● Try it
Check each line below for the word "scenarios", and copy those that have it.

(Collected data entries)
►

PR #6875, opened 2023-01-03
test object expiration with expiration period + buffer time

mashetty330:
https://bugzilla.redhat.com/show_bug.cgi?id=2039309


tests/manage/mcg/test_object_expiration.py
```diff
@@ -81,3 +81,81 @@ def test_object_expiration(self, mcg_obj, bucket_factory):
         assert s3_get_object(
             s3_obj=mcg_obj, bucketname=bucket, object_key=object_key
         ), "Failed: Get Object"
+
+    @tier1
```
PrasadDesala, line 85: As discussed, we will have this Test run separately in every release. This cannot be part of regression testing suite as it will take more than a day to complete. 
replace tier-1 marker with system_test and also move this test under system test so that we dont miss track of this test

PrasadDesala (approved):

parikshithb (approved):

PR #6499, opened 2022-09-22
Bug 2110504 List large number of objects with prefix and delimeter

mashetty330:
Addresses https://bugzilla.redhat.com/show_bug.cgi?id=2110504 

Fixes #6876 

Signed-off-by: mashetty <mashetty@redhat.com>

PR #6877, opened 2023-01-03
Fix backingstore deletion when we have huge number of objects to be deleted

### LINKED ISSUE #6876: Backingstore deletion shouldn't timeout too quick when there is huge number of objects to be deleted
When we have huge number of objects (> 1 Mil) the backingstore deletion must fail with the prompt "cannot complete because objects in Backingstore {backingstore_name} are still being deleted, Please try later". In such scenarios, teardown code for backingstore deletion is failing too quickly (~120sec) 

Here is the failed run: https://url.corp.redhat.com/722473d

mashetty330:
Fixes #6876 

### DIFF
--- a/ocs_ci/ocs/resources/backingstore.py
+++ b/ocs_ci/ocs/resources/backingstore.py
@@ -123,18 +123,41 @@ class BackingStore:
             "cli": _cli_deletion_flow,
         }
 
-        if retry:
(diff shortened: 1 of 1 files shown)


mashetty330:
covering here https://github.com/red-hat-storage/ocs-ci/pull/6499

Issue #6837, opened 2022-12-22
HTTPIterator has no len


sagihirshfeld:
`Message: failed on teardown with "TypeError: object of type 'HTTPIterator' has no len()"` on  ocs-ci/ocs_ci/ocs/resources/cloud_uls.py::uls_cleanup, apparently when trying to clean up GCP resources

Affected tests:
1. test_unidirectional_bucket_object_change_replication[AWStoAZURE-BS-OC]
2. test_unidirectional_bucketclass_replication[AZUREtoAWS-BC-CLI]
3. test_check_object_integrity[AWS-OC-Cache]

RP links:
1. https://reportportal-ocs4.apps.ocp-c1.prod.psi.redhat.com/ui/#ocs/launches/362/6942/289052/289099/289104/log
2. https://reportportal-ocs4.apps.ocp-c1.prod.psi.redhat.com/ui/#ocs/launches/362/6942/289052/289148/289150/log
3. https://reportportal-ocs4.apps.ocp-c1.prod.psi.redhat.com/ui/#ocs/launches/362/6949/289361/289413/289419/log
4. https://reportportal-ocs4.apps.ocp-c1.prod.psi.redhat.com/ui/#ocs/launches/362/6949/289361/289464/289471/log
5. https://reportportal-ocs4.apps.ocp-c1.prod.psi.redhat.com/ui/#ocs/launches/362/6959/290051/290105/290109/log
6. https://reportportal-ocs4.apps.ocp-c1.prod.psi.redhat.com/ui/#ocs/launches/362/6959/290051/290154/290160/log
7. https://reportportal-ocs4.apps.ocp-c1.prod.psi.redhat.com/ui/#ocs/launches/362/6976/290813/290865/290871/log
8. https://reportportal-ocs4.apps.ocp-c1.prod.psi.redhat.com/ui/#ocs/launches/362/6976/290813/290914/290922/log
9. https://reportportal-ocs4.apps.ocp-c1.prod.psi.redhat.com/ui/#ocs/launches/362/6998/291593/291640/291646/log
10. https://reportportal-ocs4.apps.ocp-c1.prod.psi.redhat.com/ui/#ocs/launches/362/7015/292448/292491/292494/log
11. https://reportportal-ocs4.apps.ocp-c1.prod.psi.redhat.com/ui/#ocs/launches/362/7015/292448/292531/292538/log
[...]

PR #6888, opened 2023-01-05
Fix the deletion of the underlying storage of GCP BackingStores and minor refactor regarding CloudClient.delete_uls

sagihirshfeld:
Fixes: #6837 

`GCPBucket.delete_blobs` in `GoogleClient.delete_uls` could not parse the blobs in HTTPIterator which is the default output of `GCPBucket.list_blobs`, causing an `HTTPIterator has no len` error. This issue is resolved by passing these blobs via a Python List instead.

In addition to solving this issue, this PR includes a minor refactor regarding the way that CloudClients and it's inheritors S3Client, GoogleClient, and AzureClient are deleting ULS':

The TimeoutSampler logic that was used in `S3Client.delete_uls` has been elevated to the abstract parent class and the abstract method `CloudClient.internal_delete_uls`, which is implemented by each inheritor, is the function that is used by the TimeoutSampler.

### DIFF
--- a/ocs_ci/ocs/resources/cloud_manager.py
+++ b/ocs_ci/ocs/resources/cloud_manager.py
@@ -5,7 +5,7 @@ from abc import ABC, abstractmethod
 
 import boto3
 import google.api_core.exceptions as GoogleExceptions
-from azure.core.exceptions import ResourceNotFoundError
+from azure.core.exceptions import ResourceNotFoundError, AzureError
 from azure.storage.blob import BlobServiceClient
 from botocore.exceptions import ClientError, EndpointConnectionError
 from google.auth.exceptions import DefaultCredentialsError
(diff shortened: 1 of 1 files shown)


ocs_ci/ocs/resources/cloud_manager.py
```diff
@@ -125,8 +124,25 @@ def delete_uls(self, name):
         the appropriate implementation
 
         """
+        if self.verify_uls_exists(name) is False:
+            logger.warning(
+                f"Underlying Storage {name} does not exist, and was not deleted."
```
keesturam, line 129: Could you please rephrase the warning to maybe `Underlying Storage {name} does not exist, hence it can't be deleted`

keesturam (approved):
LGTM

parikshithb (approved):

◄
►

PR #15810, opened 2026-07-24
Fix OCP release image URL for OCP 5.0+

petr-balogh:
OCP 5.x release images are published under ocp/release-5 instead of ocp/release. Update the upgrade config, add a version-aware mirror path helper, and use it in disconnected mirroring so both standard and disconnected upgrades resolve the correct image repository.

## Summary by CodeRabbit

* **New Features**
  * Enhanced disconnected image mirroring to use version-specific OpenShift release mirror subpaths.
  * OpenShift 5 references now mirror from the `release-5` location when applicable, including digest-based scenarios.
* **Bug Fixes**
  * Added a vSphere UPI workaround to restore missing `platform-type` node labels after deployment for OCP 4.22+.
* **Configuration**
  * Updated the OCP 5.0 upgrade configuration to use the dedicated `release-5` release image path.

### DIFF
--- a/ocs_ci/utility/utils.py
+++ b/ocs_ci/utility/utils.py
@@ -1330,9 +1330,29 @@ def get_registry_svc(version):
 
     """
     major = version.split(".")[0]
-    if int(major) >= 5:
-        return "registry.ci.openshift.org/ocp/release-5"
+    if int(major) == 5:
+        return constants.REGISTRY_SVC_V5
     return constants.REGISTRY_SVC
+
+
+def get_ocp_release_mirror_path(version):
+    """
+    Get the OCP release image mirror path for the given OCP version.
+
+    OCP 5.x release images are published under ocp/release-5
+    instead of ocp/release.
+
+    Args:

◄
►

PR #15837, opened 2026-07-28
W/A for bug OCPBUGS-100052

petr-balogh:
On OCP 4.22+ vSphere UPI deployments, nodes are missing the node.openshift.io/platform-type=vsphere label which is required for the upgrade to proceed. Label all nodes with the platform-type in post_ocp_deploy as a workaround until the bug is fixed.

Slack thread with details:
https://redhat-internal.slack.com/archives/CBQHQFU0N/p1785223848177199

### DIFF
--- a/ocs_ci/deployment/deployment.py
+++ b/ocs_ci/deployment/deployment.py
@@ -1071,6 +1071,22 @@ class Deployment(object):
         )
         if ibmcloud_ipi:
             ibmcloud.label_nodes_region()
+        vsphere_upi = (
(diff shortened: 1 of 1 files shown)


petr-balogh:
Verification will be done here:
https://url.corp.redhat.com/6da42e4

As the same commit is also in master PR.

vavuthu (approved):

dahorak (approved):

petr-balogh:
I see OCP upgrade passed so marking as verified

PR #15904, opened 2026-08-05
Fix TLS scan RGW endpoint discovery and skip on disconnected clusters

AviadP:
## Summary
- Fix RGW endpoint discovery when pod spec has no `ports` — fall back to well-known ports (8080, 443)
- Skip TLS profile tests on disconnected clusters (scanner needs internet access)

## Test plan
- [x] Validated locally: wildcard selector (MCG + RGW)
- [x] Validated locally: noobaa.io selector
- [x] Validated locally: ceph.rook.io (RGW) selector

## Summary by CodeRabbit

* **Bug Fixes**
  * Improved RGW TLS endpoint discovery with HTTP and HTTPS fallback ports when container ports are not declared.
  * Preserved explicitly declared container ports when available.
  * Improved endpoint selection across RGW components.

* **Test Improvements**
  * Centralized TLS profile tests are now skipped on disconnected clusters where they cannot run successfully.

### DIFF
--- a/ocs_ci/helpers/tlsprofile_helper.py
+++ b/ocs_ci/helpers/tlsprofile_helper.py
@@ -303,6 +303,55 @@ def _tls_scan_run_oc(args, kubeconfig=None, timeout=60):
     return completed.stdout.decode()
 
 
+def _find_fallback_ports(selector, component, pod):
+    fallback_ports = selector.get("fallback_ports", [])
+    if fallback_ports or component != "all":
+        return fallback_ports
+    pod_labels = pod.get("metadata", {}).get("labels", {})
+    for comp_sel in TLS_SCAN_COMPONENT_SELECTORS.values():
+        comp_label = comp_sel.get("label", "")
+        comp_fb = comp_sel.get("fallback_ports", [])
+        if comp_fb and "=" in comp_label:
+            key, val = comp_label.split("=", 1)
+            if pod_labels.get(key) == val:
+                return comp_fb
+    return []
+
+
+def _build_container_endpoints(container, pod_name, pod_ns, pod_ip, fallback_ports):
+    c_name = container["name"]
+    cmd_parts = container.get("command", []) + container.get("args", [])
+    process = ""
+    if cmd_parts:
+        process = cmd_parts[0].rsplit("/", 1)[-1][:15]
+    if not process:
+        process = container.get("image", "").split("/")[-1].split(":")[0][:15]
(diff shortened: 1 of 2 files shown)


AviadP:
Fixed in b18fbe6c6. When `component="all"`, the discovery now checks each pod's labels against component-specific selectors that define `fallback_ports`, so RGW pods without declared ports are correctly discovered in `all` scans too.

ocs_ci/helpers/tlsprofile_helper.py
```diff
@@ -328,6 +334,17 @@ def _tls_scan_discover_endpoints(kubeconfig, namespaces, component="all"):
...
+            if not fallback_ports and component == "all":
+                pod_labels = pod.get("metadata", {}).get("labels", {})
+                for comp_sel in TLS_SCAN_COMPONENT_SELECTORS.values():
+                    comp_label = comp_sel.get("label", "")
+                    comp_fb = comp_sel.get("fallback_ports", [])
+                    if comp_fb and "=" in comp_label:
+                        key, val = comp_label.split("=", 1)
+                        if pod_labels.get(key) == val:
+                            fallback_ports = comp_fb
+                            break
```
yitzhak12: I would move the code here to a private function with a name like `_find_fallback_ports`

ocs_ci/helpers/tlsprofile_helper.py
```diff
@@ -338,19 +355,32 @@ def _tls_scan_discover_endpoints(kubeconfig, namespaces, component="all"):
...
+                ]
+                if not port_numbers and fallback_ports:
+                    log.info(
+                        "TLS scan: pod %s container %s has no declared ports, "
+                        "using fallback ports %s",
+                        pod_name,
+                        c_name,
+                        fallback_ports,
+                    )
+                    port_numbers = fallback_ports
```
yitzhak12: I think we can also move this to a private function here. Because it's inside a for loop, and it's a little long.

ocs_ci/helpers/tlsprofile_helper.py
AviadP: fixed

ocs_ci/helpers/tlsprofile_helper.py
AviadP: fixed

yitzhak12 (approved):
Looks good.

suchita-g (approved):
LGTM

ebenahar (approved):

◄

● Output
When we have huge number of objects (> 1 Mil) the backingstore deletion must fail with the prompt "cannot complete because objects in Backingstore {backingstore_name} are still being deleted, Please try later". In such scenarios, teardown code for backingstore deletion is failing too quickly (~120sec) 
  * OpenShift 5 references now mirror from the `release-5` location when applicable, including digest-based scenarios.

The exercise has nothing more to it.